“Marquise dan Marchioness Haleson, Lord Haleson dan Lady Haleson pasti…”
“Apakah Lord Haleson juga dari akademi?”
“Ya.”
“Dan seperti apa dia, berapa usianya?”
“Dia seusia dengan Nona Carlton.”
Usia yang sama! Bukankah ini takdir? Daisy membayangkan berdansa dengan orang asing itu, dia melamarnya, menikahinya, dan menjadi Marchioness of Haleson.
Dia tersenyum alamiah saat memikirkan hal yang membahagiakan itu. Countess Carlton juga memikirkan Marquis of Haleson dan usaha bisnisnya.
Hestia menatap kosong ke luar jendela. Sementara semua orang gembira dan bahagia, dia sendiri memegang dadanya dan berdoa dengan sungguh-sungguh.
Dia berdoa dengan sungguh-sungguh agar dia tidak mengingat hari itu, atau jika dia mengingatnya, agar dia tidak mengenalinya, atau berpura-pura tidak mengenalnya.
Hestia ingin melarikan diri, walaupun ia tahu bahwa menghadapi situasi ini akan lebih baik daripada menghindar, ia benar-benar ingin menghilang saja dari tempat ini.
“Nona, Anda harus turun sekarang.”
Namun hidup tak pernah berjalan sesuai keinginannya. Pembantu itu menggoyangkan bahunya dan berbisik, saat ia melihat Hestia memejamkan matanya.
Daisy dikawal keluar dari kereta oleh seorang pelayan. Hestia memejamkan matanya sekali lagi untuk menenangkan diri, lalu membukanya lagi.
“Silakan lewat sini.”
Keempat orang itu menoleh ke arah yang ditunjukkan pelayan itu. Mulut Daisy menganga.
Di balik gerbang emas raksasa itu terbentang istana kekaisaran.
Karpet membentang sampai ke Istana Lily, tempat pesta dansa malam ini diadakan, dan lampu-lampu hias berkelap-kelip di pepohonan taman.
Puluhan spanduk bertuliskan lambang keluarga kerajaan Perlienne berkibar di jalan menuju Istana Lily, dan patung-patung serta air mancur yang indah sungguh megah.

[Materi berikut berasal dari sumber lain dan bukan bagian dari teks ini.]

PR #296, opened 2018-02-07
Eesend repermission link page

Calum-Campbell:
- Adds a "resend repermission link".
- Generalises the "link has been sent" page so repermission and consents tokens can use it

image

image


app/com/gu/identity/frontend/controllers/ResendRepermissionTokenAction.scala
```diff
@@ -0,0 +1,37 @@
...
+  identityService: IdentityService,
+  csrfConfig: CSRFConfig) extends Controller with Logging {
+
+  val redirectRoute: String = routes.Application.resendRepermissionTokenSent().url
+
+  val ResendRepermissionTokenServiceAction: ServiceActionBuilder[Request] =
+    ServiceAction andThen
+      RedirectOnError(redirectRoute) andThen
+      LogOnErrorAction(logger) andThen
+      CSRFCheck(csrfConfig)
```
rahilb: Does the order of these matter? Like will we do the `ServiceAction` before running the CSRF check for instance?

app/com/gu/identity/frontend/request/ResendTokenActionRequestBody.scala
```diff
@@ -0,0 +1,36 @@
...
+import com.gu.identity.frontend.errors._
+import com.gu.identity.frontend.request.RequestParameters.CSRFTokenRequestParameter
+import play.api.data.{Form, FormError}
+
+
+case class ResendTokenActionRequestBody(
+  token: String,
+  csrfToken: String
+)
+  extends CSRFTokenRequestParameter
```
rahilb: formatting is off.

app/com/gu/identity/frontend/controllers/ResendRepermissionTokenAction.scala
Calum-Campbell: No think it's all good. This is how we have implemented it elsewhere.

app/com/gu/identity/frontend/controllers/RepermissionController.scala
```diff
@@ -25,7 +25,7 @@ class RepermissionController(
     identityService.authenticateRepermissionToken(repermissionToken).map {
       case Right(playCookies) =>
         Redirect("/consents", request.queryString).withCookies(playCookies: _*)
-      case Left(RepermissionTokenUnauthorizedException :: _) => Redirect(routes.Application.invalidRepermissioningToken(List("error-unexpected")))
+      case Left(RepermissionTokenUnauthorizedException :: _) => Redirect(routes.Application.invalidRepermissioningToken(repermissionToken = repermissionToken))
```
jfsoul: I think named parameter passing here is probably unnecessary

app/com/gu/identity/frontend/controllers/ResendRepermissionTokenAction.scala
```diff
@@ -0,0 +1,37 @@
...
+
+  val bodyParser = ResendTokenActionRequestBody.bodyParser
+
+  def resend = ResendRepermissionTokenServiceAction(bodyParser) { request =>
+
+    identityService.resendRepermissionToken(request.body).map {
+      case Left(errors) =>
+        Left(errors)
+
+      case Right(okResponse) => Right {
```
jfsoul: (I think) this could be simplified to:

```
identityService.resendRepermissionToken(request.body).right.map {
  NoCache(SeeOther(routes.Application.resendRepermissionTokenSent().url))
}
```
Always easy to spot this when you notice you're not actually changing anything in one of the case statements (`Left` in this case).

app/com/gu/identity/frontend/errors/ResendTokenException.scala
```diff
@@ -0,0 +1,45 @@
...
+
+case class ResendTokenBadTokenException(message: String)
+  extends AbstractAppException(message)
+    with BadRequestAppException
+    with ResendTokenException {
+
+  val id = ResendTokenEmailBadTokenRequestId
+}
+
+case class ResendTokenBadRequestAppException(message: String)
```
jfsoul: I'm a little confused as to the use case for this exception.  The ID is gateway error, but it's a bad request exception.

app/com/gu/identity/frontend/services/IdentityService.scala
```diff
@@ -114,11 +115,20 @@ class IdentityServiceImpl(config: Configuration, adapter: IdentityServiceRequest
     }
   }
 
-  override def resendConsentToken(resendConsentTokenData: ResendConsentTokenActionRequestBody)(implicit ec: ExecutionContext): Future[Either[ServiceExceptions, ResendConsentTokenResponse]] = {
+  override def resendConsentToken(resendConsentTokenData: ResendTokenActionRequestBody)(implicit ec: ExecutionContext): Future[Either[ServiceExceptions, ResendTokenResponse]] = {
     val apiRequest = ResendConsentTokenApiRequest(resendConsentTokenData)
     client.resendConsentToken(apiRequest).map {
       case Left(errors) =>
-        Left(errors.map(ResendConsentTokenExeption.apply))
+        Left(errors.map(ResendTokenException.apply))
```
jfsoul: this could be simplified to left.map

app/com/gu/identity/frontend/services/IdentityService.scala
```diff
@@ -114,11 +115,20 @@ class IdentityServiceImpl(config: Configuration, adapter: IdentityServiceRequest
...
+      case Right(okResponse) => Right(okResponse)
+    }
+  }
+
+  override def resendRepermissionToken(resendRepermissionTokenData: ResendTokenActionRequestBody)(implicit ec: ExecutionContext): Future[Either[ServiceExceptions, ResendTokenResponse]] = {
+    val apiRequest = ResendRepermissionTokenApiRequest(resendRepermissionTokenData)
+    client.resendRepermissionToken(apiRequest).map {
+      case Left(errors) =>
+        Left(errors.map(RepermissionTokenAppException.apply))
```
jfsoul: same as above, this could be left.map

public/invalid-repermission-token-page.hbs
```diff
@@ -0,0 +1,27 @@
...
+
+    {{else}}
+      <p class="page-standfirst__paragraph resend-link-description">{{ text.description }}</p>
+
+      <form id="resend-token-form" class="resend-consent-form" action="/repermission-token/resend" method="GET">
+        <input type="hidden" name="token" value="{{ token }}">
+        <input type="hidden" name="{{ csrfToken.fieldName }}" value="{{ csrfToken.value }}">
+
+        <div class="resend-consent-form__control--submit">
+          <button class="resend-consent-form__submit-button" id="resend-consent_submit" type="submit">Send me a new one {{> components/icon/arrow-inline }}</button>
```
jfsoul: Should this button text be in the text model for this page?

public/components/resend-consent/_resend-consent.css
```diff
@@ -37,3 +37,9 @@
 .resend-consent-form__submit-button {
   @extend %form__button--submit;
 }
+
+.page-standfirst {
+  & .resend-link-description {
```
walaura: Is there any particular reason this one standfirst should be more spaced out than the rest? Can you make them all have the same spacing?

walaura:
Regarding the last screenshot, could that error page have a generic «Oops» header? Just to not lead with an error message

app/com/gu/identity/frontend/controllers/RepermissionController.scala
Calum-Campbell: It's just because the first parameter of that method is an ```Option[Seq[String]]``` , so need to name it here.

app/com/gu/identity/frontend/errors/ResendTokenException.scala
Calum-Campbell: Yep your right, was the wrong exception ID

app/com/gu/identity/frontend/controllers/ResendRepermissionTokenAction.scala
Calum-Campbell: It's actually a future of an Either so I would have to look like : 
```
  identityService.resendRepermissionToken(request.body).map {_.right.map{ _ =>
      NoCache(SeeOther(routes.Application.resendRepermissionTokenSent().url))
    }}
```

I feel like the current state is slightly clearer?

app/com/gu/identity/frontend/controllers/RepermissionController.scala
jfsoul: Ok so there doesn't need to be any errors passed now?

app/com/gu/identity/frontend/controllers/ResendRepermissionTokenAction.scala
jfsoul: Ah yeah, down to choice of style then.  Your call!

app/com/gu/identity/frontend/controllers/RepermissionController.scala
Calum-Campbell: Actually yeah maybe I should be passing : 
```
      case Left(RepermissionTokenUnauthorizedException :: _) => Redirect(routes.Application.invalidRepermissioningToken(List(RepermissionTokenUnauthorizedException.id.key), repermissionToken))

```

Calum-Campbell: In fact, I think I should just remove passing the error at all, as we want this error case to display the 'resend link' button and all other error cases to render a generic errorPage.

PR #298, opened 2018-02-19
redirect to staywithus

Calum-Campbell:
Redirect to new /staywithus URL for repermission journey.


Calum-Campbell:
@jfsoul The only difference between the /consents and /consents/staywithus at the moment is a green banner at the top that says "Stay with us" so it would probably be marginally better to merge this sooner rather than later. But not much in it.

image

jfsoul:
Yeah, just wondering whether that is better or worse than saying nothing 😆

walaura:
fwiw i intend to add some graphics & branding to /staywithus in the short term (think tomorrow). Only branding & no messaging so we should be fine but keep it in mind when making this call

PR #304, opened 2018-03-06
Initial two step sign in work

walaura:
Adds new GET endpoints for passwordless/two-step signin, namely:

- `/signin/start` (this will replace `/signin` once it's ready)
- `/signin/:signintype` where `signintype` is compared against a set of valid types (new,existing,guest) or errors otherwise

As a full flow this is non functional at the moment as there's backend work needed and decisions about how to tie these together to be made. For the time being I just want to get the ball rolling without affecting the existing flow

(Sorry for the huge PR, you know how this repo is. Luckily It's mostly new files)


app/com/gu/identity/frontend/models/SignInType.scala
```diff
@@ -0,0 +1,28 @@
+package com.gu.identity.frontend.models
+
+sealed trait SignInType {
```
jfsoul: I find using trait and case objects for this a bit long-winded, and you could say the same for pattern matching.  Alternative implementation (not saying this is better):

```
sealed abstract class SignInType(val id: String)

object SignInType {
  private val all: Seq[SignInType] = Seq(ExistingUser, GuestUser, NewUser)
  
  def apply(signInType: String) = all.find(_.id == signInType)
}

case object ExistingUser extends SignInType("existing")
case object GuestUser extends SignInType("guest")
case object NewUser extends SignInType("new")
```

On the other hand, if you want to keep pattern matching then note that you can avoid some LOC:

```
object SignInType {
   def apply(signInType: String): Option[SignInType] = {
       case "existing" => Some(ExistingUser)
       case "guest" => Some(GuestUser)
       case "new" => Some(NewUser)
       case _ => None
   }
 }
```

app/com/gu/identity/frontend/views/ViewRenderer.scala
```diff
@@ -53,6 +54,68 @@ object ViewRenderer {
...
+      errors = errorIds.map(ErrorViewModel.apply),
+      returnUrl = returnUrl,
+      skipConfirmation = skipConfirmation,
+      clientId = clientId,
+      group = group,
+      email = email,
+      signInType = signInType
+    )
+
+    (signInType,email) match {
```
jfsoul: Personal taste but I tend to lean away from pattern matching artificial tuples in this way although sometimes they are clearer than if..else.  Make your own mind up on this case:

```
    if(signInType.isDefined)
      if (email.isDefined) renderViewModel("two-step-signin-choices-page", model)
      else NoCache(SeeOther(routes.Application.twoStepSignIn().url))
    else
      renderErrorPage(configuration, NotFoundError("The requested page was not found."), NotFound.apply)
```

app/com/gu/identity/frontend/models/SignInType.scala
walaura: I copypasted the existing `models/GroupCode` code. I'm more than happy to switch to the leaner version on top

jfsoul: Hmm that group code implementation is unusual if you ask me 🤔

walaura: Gonna agree with you there haha

PR #306, opened 2018-03-07
Update the asset build system 

walaura:
decouples npm from sbt, no longer causing it to run on each page load but instead presenting a separate `npm run watch` command. This is way faster and helps decouple otherwise unrelated tooling, letting tasks run in parallel.

While I was there i upgraded webpack and postcss and had to mess a but with the css to get it to run in upper versions. future pr's will try to reduce the number of postcss plugins to a more manageable number (so there's no multiple styles of variables for instance)

## tested in CODE?
YES


.nvmrc
```diff
@@ -1 +1 @@
-4.5.0
+9.3.0
```
sndrs: might want the lts version here? depends if this app is likely to go quiet in the future

walaura: absolutely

Ia bahkan tidak dapat membayangkan betapa indahnya taman di luar sana. Selain itu, para pelayan yang bekerja dengan tertib tidak hanya berperilaku baik tetapi juga berpenampilan baik.
“Ayo berangkat, Bu.”
Count Carlton dan Ted, yang berangkat dengan menunggang kuda di belakang kereta, mendekati mereka. Count Carlton mengulurkan tangannya untuk mengawal Countess.
Ted harus mengantar Daisy malam ini, yang membuatnya tidak senang. Hestia berjalan diam-diam mengikuti mereka dengan pembantu di belakangnya.
Ted makin kesal saat melihat pakaian Hestia. Alih-alih gaun yang diberikannya sebagai hadiah, Hestia mengenakan gaun lusuh yang belum pernah dilihatnya sebelumnya. Ia bahkan mengiriminya surat yang ditulisnya sendiri, apakah Hestia mengabaikan ketulusan Ted?
“Wah, apa itu? Kelihatannya menarik!”
“Jangan bersikap kasar dan lihat saja lurus ke depan.”
“Kamu panggil aku apa? Kasar?”
“Daisy, Ted. Tersenyumlah.”
Ketika Daisy terkesima dengan lampu-lampu hias, Ted yang sedang tidak dalam suasana hati yang baik memarahinya seolah-olah dia telah memergokinya melakukan kesalahan. Countess Carlton, yang berjalan di depan mereka, memperingatkan mereka dengan suara tegas.
Ted menutup mulutnya, dan Daisy memaksakan senyum juga, mengingat situasinya.
Akhirnya, mereka menaiki tangga Istana Lily. Saat mereka mencapai setiap anak tangga, suara musik yang indah dan obrolan yang ramai terdengar semakin keras.
Ketika mereka akhirnya mencapai pintu masuk, Count Carlton mengulurkan undangan mereka, dan pelayan itu dengan keras mengumumkan kedatangan mereka.
“Pangeran dan Pangeran Carlton, Lord Carlton, Lady Carlton, dan Lady Welter.”
Semua mata tertuju pada mereka. Para wanita yang berkumpul dalam kelompok-kelompok kecil mulai berbisik-bisik, menutupi wajah mereka dengan kipas.
Ekspresi mereka tidak terlihat karena para penggemar.
Namun, Countess Carlton tidak merasa malu, tetapi malah menegakkan punggungnya dan tampak lembut. Martabat sejati seorang wanita bangsawan datang dari tindakan kecil seperti ini.
“Apa kabar pak!”
“Sudah lama!”
Seorang pria menghampiri dan memulai percakapan dengan Count Carlton. Mereka berjabat tangan dengan hangat, dan tak lama kemudian beberapa pria mengelilinginya. Mereka semua tertarik dengan uang dan bisnis keluarga Carlton yang makmur.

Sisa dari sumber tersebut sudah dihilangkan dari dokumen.